Nonlinear forecasting: Parameter estimation my maximum simulated quasi-likelihood (nonlinear forecasting)

Description

nlf calls an optimizer to maximize the nonlinear forecasting (NLF) goodness of fit. The latter is computed by simulating data from a model, fitting a nonlinear autoregressive model to the simulated time series, and quantifying the ability of the resulting fitted model to predict the data time series. NLF is an ‘indirect inference’ method using a quasi-likelihood as the objective function.

Usage

"nlf"(object, start, est, lags, period = NA, tensor = FALSE, nconverge=1000, nasymp=1000, seed = 1066, transform.data, nrbf = 4, method = c("subplex", "Nelder-Mead", "BFGS", "CG", "L-BFGS-B", "SANN", "Brent"), skip.se = FALSE, verbose = getOption("verbose"), bootsamp = NULL, lql.frac = 0.1, se.par.frac = 0.1, eval.only = FALSE, transform = FALSE, ...)
"nlf"(object, start, est, lags, period, tensor, nconverge, nasymp, seed, transform.data, nrbf, method, lql.frac, se.par.frac, transform, ...)

Arguments

object

A pomp object, with the data and model to fit to it.

start

Named numeric vector with guessed parameters.

est

Vector containing the names or indices of parameters to be estimated.

lags

A vector specifying the lags to use when constructing the nonlinear autoregressive prediction model. The first lag is the prediction interval.

period

numeric; period=NA means the model is nonseasonal. period>0 is the period of seasonal forcing in 'real time'.

tensor

logical; if FALSE, the fitted model is a generalized additive model with time mod period as one of the predictors, i.e., a gam with time-varying intercept.
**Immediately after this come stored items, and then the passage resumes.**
PR #180, opened 2015-02-16
Fix warnings / stdlib spec on appveyor

JonRowe:
attempt to fix feature detection on appveyor

### DIFF
--- a/lib/rspec/support/spec/library_wide_checks.rb
+++ b/lib/rspec/support/spec/library_wide_checks.rb
@@ -46,12 +46,10 @@ RSpec.shared_examples_for "library wide checks" do |lib, options|
   define_method :load_all_lib_files do
     files = all_lib_files - lib_test_env_files
     preamble  = ['orig_loaded_features = $".dup', preamble_for_lib]
-    postamble = [
-      'loaded_features = ($" - orig_loaded_features).join("\n")',
-      "File.open('#{loaded_features_outfile}', 'w') { |f| f.write(loaded_features) }"
-    ]
+    postamble = ['puts(($" - orig_loaded_features).join("\n"))']
 
-    load_all_files(files, preamble, postamble)
+    @loaded_feature_lines, stderr, exitstatus = load_all_files(files, preamble, postamble)
+    ["", stderr, exitstatus]
   end
 
   define_method :load_all_spec_files do
@@ -60,11 +58,10 @@ RSpec.shared_examples_for "library wide checks" do |lib, options|
     load_all_files(files, preamble_for_spec)
   end
 
-  attr_reader :loaded_features_outfile, :all_lib_files, :lib_test_env_files,
+  attr_reader :all_lib_files, :lib_test_env_files,
               :lib_file_results, :spec_file_results
 
   before(:context) do
-    @loaded_features_outfile = File.join(".", "loaded_features.txt")
     @all_lib_files           = files_to_require_for("lib")
     @lib_test_env_files      = all_lib_files.grep(consider_a_test_env_file)
 
@@ -75,13 +72,11 @@ RSpec.shared_examples_for "library wide checks" do |lib, options|
     ].map(&:join).map(&:value)
   end
 
-  after(:context) { File.delete(loaded_features_outfile) }
-
   def have_successful_no_warnings_output
     eq ["", "", 0]
   end
 
-  it "issues no warnings when loaded", :slow, :failing_on_appveyor do
+  it "issues no warnings when loaded", :slow do
     expect(lib_file_results).to have_successful_no_warnings_output
   end
 
@@ -90,8 +85,8 @@ RSpec.shared_examples_for "library wide checks" do |lib, options|
   end
 
   it 'only loads a known set of stdlibs so gem authors are forced ' \
-     'to load libs they use to have passing specs', :slow, :failing_on_appveyor do
-    loaded_features = File.read(loaded_features_outfile).split("\n")
+     'to load libs they use to have passing specs', :slow do
+    loaded_features = @loaded_feature_lines.split("\n")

If TRUE, the fitted model is a gam with lagged state variables as predictors and time-periodic coefficients, constructed using tensor products of basis functions of state variables with basis functions of time.

nconverge

number of convergence timesteps to be discarded from the model simulation.

nasymp

number of asymptotic timesteps to be recorded from the model simulation.

seed

integer specifying the random number seed to use. When fitting, it is usually best to always run the simulations with the same sequence of random numbers, which is accomplished by setting seed to an integer. If you want a truly random simulation, set seed=NULL.

transform

logical; if TRUE, parameters are optimized on the transformed scale.

transform.data

optional function. If specified, forecasting is performed using data and model simulations transformed by this function. By default, transform.data is the identity function, i.e., no transformation is performed. The main purpose of transform.data is to achieve approximately multivariate normal forecasting errors. If data are univariate, transform.data should take a scalar and return a scalar. If data are multivariate, transform.data should assume a vector input and return a vector of the same length.

nrbf

integer scalar; the number of radial basis functions to be used at each lag.

method

Optimization method. Choices are subplex and any of the methods used by optim.

skip.se

logical; if TRUE, skip the computation of standard errors.

verbose

logical; if TRUE, the negative log quasilikelihood and parameter values are printed at each iteration of the optimizer.

bootsamp

vector of integers; used to have the quasi-loglikelihood evaluated using a bootstrap re-sampling of the data set.

lql.frac

target fractional change in log quasi-likelihood for quadratic standard error estimate

se.par.frac

initial parameter-change fraction for quadratic standard error estimate

eval.only

logical; if TRUE, no optimization is attempted and the quasi-loglikelihood value is evaluated at the start parameters.

...

Arguments that will be passed to optim or subplex in the control list.

Value

An object of class nlfd.pomp. logLik applied to such an object returns the log quasi likelihood. The $ method allows extraction of arbitrary slots from the nlfd.pomp object.

Details

This runs an optimizer to maximize nlf.objfun.

References

The following papers describe and motivate the NLF approach to model fitting:

Ellner, S. P., Bailey, B. A., Bobashev, G. V., Gallant, A. R., Grenfell, B. T. and Nychka D. W. (1998) Noise and nonlinearity in measles epidemics: combining mechanistic and statistical approaches to population modeling. American Naturalist 151, 425--440.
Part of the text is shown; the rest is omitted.